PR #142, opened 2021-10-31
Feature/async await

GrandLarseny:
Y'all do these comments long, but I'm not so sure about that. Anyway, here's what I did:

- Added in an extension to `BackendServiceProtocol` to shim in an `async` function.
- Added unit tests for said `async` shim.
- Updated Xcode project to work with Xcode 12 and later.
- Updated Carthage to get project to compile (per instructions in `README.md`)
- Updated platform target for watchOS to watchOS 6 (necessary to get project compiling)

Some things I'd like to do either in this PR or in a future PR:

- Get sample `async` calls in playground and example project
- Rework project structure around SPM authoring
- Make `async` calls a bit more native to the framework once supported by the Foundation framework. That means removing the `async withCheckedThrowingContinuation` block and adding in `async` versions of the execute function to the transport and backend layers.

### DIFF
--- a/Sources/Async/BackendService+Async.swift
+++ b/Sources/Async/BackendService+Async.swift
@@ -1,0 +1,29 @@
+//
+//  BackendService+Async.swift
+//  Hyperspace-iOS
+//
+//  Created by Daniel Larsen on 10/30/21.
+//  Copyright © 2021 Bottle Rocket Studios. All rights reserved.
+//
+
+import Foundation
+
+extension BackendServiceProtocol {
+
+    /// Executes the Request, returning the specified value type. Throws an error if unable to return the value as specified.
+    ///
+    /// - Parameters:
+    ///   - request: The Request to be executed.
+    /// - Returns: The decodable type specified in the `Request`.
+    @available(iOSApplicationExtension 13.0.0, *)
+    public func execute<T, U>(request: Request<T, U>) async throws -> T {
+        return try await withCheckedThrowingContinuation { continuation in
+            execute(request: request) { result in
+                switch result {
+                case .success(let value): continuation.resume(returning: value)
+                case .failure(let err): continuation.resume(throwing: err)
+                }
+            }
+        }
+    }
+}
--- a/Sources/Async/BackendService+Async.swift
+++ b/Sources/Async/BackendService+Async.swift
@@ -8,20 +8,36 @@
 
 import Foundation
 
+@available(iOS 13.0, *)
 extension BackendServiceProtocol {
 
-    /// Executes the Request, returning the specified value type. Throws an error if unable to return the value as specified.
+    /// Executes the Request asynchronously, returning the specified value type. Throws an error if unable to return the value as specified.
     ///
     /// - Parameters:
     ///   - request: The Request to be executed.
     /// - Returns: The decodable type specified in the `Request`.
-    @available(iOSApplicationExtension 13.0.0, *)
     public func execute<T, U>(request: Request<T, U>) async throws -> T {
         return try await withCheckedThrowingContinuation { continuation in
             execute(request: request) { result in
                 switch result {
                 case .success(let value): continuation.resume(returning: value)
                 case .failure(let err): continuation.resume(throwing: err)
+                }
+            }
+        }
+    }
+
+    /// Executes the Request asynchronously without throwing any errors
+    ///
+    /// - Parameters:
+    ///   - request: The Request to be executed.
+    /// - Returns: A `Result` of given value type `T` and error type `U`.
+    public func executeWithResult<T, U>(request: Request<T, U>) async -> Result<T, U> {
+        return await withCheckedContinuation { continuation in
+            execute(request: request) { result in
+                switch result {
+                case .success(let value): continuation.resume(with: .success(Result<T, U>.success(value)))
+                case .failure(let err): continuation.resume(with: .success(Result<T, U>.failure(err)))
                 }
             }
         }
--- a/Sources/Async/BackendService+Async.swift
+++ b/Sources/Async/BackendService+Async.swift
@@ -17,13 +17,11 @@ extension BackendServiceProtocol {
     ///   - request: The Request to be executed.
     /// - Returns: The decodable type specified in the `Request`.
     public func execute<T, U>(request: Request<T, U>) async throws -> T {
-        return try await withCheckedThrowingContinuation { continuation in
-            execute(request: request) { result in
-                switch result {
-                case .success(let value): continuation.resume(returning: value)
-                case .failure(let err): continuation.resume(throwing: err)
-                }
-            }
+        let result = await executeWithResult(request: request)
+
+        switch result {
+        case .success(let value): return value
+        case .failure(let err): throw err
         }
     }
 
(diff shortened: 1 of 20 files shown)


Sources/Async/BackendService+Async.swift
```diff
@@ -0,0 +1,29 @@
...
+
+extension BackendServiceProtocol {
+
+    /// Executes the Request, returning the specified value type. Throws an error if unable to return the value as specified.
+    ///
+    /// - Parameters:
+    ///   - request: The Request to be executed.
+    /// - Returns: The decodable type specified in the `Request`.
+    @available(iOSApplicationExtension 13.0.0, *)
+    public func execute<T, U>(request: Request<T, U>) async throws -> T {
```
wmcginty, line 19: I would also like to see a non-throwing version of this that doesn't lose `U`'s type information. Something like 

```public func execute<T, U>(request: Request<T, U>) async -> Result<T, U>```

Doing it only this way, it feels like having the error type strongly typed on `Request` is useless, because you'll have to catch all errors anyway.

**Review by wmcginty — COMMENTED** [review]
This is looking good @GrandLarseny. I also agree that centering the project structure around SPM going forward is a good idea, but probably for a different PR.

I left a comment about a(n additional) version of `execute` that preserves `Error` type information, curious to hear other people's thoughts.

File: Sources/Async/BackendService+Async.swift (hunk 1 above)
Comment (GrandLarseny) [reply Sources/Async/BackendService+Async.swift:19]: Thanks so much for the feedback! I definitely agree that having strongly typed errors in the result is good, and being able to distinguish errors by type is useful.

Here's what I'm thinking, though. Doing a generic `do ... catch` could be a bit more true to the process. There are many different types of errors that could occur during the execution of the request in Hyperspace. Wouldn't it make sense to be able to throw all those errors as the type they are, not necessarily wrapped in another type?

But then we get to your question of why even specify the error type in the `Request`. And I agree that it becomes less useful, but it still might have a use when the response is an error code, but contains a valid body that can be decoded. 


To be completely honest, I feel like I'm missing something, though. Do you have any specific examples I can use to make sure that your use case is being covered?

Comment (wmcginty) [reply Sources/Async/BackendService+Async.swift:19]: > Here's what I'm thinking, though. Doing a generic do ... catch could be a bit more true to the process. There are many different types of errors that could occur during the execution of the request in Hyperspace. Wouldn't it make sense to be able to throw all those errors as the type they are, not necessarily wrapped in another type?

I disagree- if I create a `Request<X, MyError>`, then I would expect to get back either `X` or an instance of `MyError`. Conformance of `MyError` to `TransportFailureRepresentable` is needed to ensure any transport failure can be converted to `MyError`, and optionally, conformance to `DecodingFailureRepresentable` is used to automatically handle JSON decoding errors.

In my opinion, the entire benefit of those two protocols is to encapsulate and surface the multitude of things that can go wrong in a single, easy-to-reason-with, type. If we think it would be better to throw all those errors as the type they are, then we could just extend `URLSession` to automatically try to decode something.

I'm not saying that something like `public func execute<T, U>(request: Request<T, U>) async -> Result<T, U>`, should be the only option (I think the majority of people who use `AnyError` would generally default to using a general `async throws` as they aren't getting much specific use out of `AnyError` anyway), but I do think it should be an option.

::::::

_WORK TO BE COMPLETED_
Please retype the data above exactly, including every line.

_RESPONSE AREA_
PR #142, opened 2021-10-31
Feature/async await

GrandLarseny:
Y'all do these comments long, but I'm not so sure about that. Anyway, here's what I did:

- Added in an extension to `BackendServiceProtocol` to shim in an `async` function.
- Added unit tests for said `async` shim.
- Updated Xcode project to work with Xcode 12 and later.
- Updated Carthage to get project to compile (per instructions in `README.md`)
- Updated platform target for watchOS to watchOS 6 (necessary to get project compiling)

Some things I'd like to do either in this PR or in a future PR:

- Get sample `async` calls in playground and example project
- Rework project structure around SPM authoring
- Make `async` calls a bit more native to the framework once supported by the Foundation framework. That means removing the `async withCheckedThrowingContinuation` block and adding in `async` versions of the execute function to the transport and backend layers.

### DIFF
--- a/Sources/Async/BackendService+Async.swift
+++ b/Sources/Async/BackendService+Async.swift
@@ -1,0 +1,29 @@
+//
+//  BackendService+Async.swift
+//  Hyperspace-iOS
+//
+//  Created by Daniel Larsen on 10/30/21.
+//  Copyright © 2021 Bottle Rocket Studios. All rights reserved.
+//
+
+import Foundation
+
+extension BackendServiceProtocol {
+
+    /// Executes the Request, returning the specified value type. Throws an error if unable to return the value as specified.
+    ///
+    /// - Parameters:
+    ///   - request: The Request to be executed.
+    /// - Returns: The decodable type specified in the `Request`.
+    @available(iOSApplicationExtension 13.0.0, *)
+    public func execute<T, U>(request: Request<T, U>) async throws -> T {
+        return try await withCheckedThrowingContinuation { continuation in
+            execute(request: request) { result in
+                switch result {
+                case .success(let value): continuation.resume(returning: value)
+                case .failure(let err): continuation.resume(throwing: err)
+                }
+            }
+        }
+    }
+}
--- a/Sources/Async/BackendService+Async.swift
+++ b/Sources/Async/BackendService+Async.swift
@@ -8,20 +8,36 @@
 
 import Foundation
 
+@available(iOS 13.0, *)
 extension BackendServiceProtocol {
 
-    /// Executes the Request, returning the specified value type. Throws an error if unable to return the value as specified.
+    /// Executes the Request asynchronously, returning the specified value type. Throws an error if unable to return the value as specified.
     ///
     /// - Parameters:
     ///   - request: The Request to be executed.
     /// - Returns: The decodable type specified in the `Request`.
-    @available(iOSApplicationExtension 13.0.0, *)
     public func execute<T, U>(request: Request<T, U>) async throws -> T {
         return try await withCheckedThrowingContinuation { continuation in
             execute(request: request) { result in
                 switch result {
                 case .success(let value): continuation.resume(returning: value)
                 case .failure(let err): continuation.resume(throwing: err)
+                }
+            }
+        }
+    }
+
+    /// Executes the Request asynchronously without throwing any errors
+    ///
+    /// - Parameters:
+    ///   - request: The Request to be executed.
+    /// - Returns: A `Result` of given value type `T` and error type `U`.
+    public func executeWithResult<T, U>(request: Request<T, U>) async -> Result<T, U> {
+        return await withCheckedContinuation { continuation in
+            execute(request: request) { result in
+                switch result {
+                case .success(let value): continuation.resume(with: .success(Result<T, U>.success(value)))
+                case .failure(let err): continuation.resume(with: .success(Result<T, U>.failure(err)))
                 }
             }
         }
--- a/Sources/Async/BackendService+Async.swift
+++ b/Sources/Async/BackendService+Async.swift
@@ -17,13 +17,11 @@ extension BackendServiceProtocol {
     ///   - request: The Request to be executed.
     /// - Returns: The decodable type specified in the `Request`.
     public func execute<T, U>(request: Request<T, U>) async throws -> T {
-        return try await withCheckedThrowingContinuation { continuation in
-            execute(request: request) { result in
-                switch result {
-                case .success(let value): continuation.resume(returning: value)
-                case .failure(let err): continuation.resume(throwing: err)
-                }
-            }
+        let result = await executeWithResult(request: request)
+
+        switch result {
+        case .success(let value): return value
+        case .failure(let err): throw err
         }
     }
 
(diff shortened: 1 of 20 files shown)


Sources/Async/BackendService+Async.swift
```diff
@@ -0,0 +1,29 @@
...
+
+extension BackendServiceProtocol {
+
+    /// Executes the Request, returning the specified value type. Throws an error if unable to return the value as specified.
+    ///
+    /// - Parameters:
+    ///   - request: The Request to be executed.
+    /// - Returns: The decodable type specified in the `Request`.
+    @available(iOSApplicationExtension 13.0.0, *)
+    public func execute<T, U>(request: Request<T, U>) async throws -> T {
```
wmcginty, line 19: I would also like to see a non-throwing version of this that doesn't lose `U`'s type information. Something like 

```public func execute<T, U>(request: Request<T, U>) async -> Result<T, U>```

Doing it only this way, it feels like having the error type strongly typed on `Request` is useless, because you'll have to catch all errors anyway.

**Review by wmcginty — COMMENTED** [review]
This is looking good @GrandLarseny. I also agree that centering the project structure around SPM going forward is a good idea, but probably for a different PR.

I left a comment about a(n additional) version of `execute` that preserves `Error` type information, curious to hear other people's thoughts.

File: Sources/Async/BackendService+Async.swift (hunk 1 above)
Comment (GrandLarseny) [reply Sources/Async/BackendService+Async.swift:19]: Thanks so much for the feedback! I definitely agree that having strongly typed errors in the result is good, and being able to distinguish errors by type is useful.

Here's what I'm thinking, though. Doing a generic `do ... catch` could be a bit more true to the process. There are many different types of errors that could occur during the execution of the request in Hyperspace. Wouldn't it make sense to be able to throw all those errors as the type they are, not necessarily wrapped in another type?

But then we get to your question of why even specify the error type in the `Request`. And I agree that it becomes less useful, but it still might have a use when the response is an error code, but contains a valid body that can be decoded. 


To be completely honest, I feel like I'm missing something, though. Do you have any specific examples I can use to make sure that your use case is being covered?

Comment (wmcginty) [reply Sources/Async/BackendService+Async.swift:19]: > Here's what I'm thinking, though. Doing a generic do ... catch could be a bit more true to the process. There are many different types of errors that could occur during the execution of the request in Hyperspace. Wouldn't it make sense to be able to throw all those errors as the type they are, not necessarily wrapped in another type?

I disagree- if I create a `Request<X, MyError>`, then I would expect to get back either `X` or an instance of `MyError`. Conformance of `MyError` to `TransportFailureRepresentable` is needed to ensure any transport failure can be converted to `MyError`, and optionally, conformance to `DecodingFailureRepresentable` is used to automatically handle JSON decoding errors.

In my opinion, the entire benefit of those two protocols is to encapsulate and surface the multitude of things that can go wrong in a single, easy-to-reason-with, type. If we think it would be better to throw all those errors as the type they are, then we could just extend `URLSession` to automatically try to decode something.

I'm not saying that something like `public func execute<T, U>(request: Request<T, U>) async -> Result<T, U>`, should be the only option (I think the majority of people who use `AnyError` would generally default to using a general `async throws` as they aren't getting much specific use out of `AnyError` anyway), but I do think it should be an option.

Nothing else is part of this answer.